PROBLEM REQUIREMENTS: Every line below should be given again without alteration.
::: AVAILABLE DATA :::
PR #5745, opened 2023-05-16
#4863: fix duplicate messenger registration

twschiller:
## What does this PR do?

- Part of #4863 
- Fix bug introduced in https://github.com/pixiebrix/pixiebrix-extension/pull/5743. Can't import auth state in contentScript because it imports the messenger
- The messenger can't be imported in contentScript because it can only be imported once
- See code comments for deeper explanation 

## Future Work

- Figure out how to add lint/dependency analysis to prevent accidentally importing the messenger in contentScript.ts

## Checklist

- [x] Add tests: N/A

### DIFF
--- a/src/contentScript/contentScript.ts
+++ b/src/contentScript/contentScript.ts
@@ -15,6 +15,9 @@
:::
EXERCISE OUTPUT:
PR #5745, opened 2023-05-16
#4863: fix duplicate messenger registration

twschiller:
## What does this PR do?

- Part of #4863 
- Fix bug introduced in https://github.com/pixiebrix/pixiebrix-extension/pull/5743. Can't import auth state in contentScript because it imports the messenger
- The messenger can't be imported in contentScript because it can only be imported once
- See code comments for deeper explanation 

## Future Work

- Figure out how to add lint/dependency analysis to prevent accidentally importing the messenger in contentScript.ts

## Checklist

- [x] Add tests: N/A

### DIFF
--- a/src/contentScript/contentScript.ts
+++ b/src/contentScript/contentScript.ts
@@ -15,6 +15,9 @@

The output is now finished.